WHAT YOU HAVE TO DO:
Check each line of the entries for "make" and report the ones that have it.

_ _ _

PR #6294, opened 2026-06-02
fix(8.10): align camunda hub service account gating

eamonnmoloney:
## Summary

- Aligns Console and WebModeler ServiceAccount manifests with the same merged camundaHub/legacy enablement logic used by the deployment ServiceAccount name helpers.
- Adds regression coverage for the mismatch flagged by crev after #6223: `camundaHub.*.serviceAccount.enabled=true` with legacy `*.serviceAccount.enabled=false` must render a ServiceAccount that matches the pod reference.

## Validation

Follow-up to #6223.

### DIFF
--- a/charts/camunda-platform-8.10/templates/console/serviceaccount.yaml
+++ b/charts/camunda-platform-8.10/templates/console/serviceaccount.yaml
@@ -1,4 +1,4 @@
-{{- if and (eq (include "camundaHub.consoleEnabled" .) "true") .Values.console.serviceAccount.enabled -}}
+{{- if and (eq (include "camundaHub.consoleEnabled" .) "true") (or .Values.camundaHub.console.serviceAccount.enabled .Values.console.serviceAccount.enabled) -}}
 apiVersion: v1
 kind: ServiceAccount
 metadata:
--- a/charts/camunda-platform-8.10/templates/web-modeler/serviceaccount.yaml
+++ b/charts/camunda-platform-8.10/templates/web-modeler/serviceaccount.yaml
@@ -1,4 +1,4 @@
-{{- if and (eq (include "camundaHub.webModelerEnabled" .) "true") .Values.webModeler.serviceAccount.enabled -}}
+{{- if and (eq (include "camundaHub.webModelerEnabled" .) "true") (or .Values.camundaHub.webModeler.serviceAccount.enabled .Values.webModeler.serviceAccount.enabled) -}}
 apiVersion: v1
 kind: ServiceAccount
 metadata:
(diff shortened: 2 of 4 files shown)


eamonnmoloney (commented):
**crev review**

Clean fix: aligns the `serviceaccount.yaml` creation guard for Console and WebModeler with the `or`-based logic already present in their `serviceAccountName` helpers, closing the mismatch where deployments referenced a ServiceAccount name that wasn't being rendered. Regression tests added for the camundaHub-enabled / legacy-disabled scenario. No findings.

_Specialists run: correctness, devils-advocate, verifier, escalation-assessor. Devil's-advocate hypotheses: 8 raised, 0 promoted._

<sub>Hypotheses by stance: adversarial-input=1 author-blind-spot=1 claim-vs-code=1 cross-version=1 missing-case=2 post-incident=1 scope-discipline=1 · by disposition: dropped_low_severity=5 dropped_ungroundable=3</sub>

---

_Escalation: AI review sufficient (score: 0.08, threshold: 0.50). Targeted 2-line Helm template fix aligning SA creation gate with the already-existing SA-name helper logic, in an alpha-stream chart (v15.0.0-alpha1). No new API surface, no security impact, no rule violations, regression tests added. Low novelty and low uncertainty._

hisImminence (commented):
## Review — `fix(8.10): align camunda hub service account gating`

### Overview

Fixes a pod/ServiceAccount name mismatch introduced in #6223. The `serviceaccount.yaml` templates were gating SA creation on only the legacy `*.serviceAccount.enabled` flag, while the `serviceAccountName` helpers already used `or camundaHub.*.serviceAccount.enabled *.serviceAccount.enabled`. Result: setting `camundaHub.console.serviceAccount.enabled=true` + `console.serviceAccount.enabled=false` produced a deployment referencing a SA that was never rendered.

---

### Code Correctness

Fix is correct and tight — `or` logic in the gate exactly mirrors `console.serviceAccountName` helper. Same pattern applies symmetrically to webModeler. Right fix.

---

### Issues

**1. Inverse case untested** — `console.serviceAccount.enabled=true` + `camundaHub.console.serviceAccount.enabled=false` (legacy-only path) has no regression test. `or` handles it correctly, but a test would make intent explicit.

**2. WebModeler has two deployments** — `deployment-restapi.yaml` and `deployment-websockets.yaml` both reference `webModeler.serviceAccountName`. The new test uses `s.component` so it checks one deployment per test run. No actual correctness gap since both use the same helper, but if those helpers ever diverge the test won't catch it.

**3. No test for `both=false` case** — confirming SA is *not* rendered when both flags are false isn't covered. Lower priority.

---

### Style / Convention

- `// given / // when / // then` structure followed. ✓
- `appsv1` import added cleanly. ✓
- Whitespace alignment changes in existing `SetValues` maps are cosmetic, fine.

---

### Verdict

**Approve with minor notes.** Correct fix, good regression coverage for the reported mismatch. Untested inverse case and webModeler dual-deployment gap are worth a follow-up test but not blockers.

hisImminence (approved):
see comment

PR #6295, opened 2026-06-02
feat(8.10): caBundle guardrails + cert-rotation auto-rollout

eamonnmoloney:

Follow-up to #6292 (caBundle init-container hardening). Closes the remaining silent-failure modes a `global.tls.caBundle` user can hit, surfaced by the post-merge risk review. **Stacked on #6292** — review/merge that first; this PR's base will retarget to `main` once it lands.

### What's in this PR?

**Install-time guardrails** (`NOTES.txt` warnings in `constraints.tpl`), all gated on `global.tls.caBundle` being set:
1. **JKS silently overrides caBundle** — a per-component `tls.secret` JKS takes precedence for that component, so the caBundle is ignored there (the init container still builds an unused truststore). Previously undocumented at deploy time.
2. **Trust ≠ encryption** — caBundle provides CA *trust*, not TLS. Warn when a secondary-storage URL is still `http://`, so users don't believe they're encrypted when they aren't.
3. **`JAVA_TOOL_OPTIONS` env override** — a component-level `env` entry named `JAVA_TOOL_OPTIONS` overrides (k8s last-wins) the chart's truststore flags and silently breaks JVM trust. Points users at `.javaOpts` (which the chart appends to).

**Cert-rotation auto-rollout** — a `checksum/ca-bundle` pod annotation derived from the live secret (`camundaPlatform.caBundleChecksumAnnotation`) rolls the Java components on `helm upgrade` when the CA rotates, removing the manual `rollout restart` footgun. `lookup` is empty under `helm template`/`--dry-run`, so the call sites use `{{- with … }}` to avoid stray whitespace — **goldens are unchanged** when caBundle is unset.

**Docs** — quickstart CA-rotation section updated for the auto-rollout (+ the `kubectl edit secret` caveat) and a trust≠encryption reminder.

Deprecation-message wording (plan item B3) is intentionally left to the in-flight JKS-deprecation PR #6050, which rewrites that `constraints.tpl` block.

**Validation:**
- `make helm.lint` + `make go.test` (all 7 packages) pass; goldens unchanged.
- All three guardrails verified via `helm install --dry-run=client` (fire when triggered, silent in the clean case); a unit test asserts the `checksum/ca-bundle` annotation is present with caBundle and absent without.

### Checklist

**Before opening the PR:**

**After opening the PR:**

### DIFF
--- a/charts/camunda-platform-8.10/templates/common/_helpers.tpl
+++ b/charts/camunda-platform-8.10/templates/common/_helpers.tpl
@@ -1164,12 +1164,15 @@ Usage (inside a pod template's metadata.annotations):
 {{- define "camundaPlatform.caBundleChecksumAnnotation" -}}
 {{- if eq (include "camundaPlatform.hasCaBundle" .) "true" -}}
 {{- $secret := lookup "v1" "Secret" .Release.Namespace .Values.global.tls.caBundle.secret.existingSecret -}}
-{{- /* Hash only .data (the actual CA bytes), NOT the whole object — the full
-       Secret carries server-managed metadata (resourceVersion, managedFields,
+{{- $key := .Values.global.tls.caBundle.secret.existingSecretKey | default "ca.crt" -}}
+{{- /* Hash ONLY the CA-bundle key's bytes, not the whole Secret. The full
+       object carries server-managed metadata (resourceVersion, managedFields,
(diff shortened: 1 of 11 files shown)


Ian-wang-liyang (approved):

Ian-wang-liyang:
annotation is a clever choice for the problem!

_ _ _

FINISHED EXERCISE:
**1. Inverse case untested** — `console.serviceAccount.enabled=true` + `camundaHub.console.serviceAccount.enabled=false` (legacy-only path) has no regression test. `or` handles it correctly, but a test would make intent explicit.
- `make helm.lint` + `make go.test` (all 7 packages) pass; goldens unchanged.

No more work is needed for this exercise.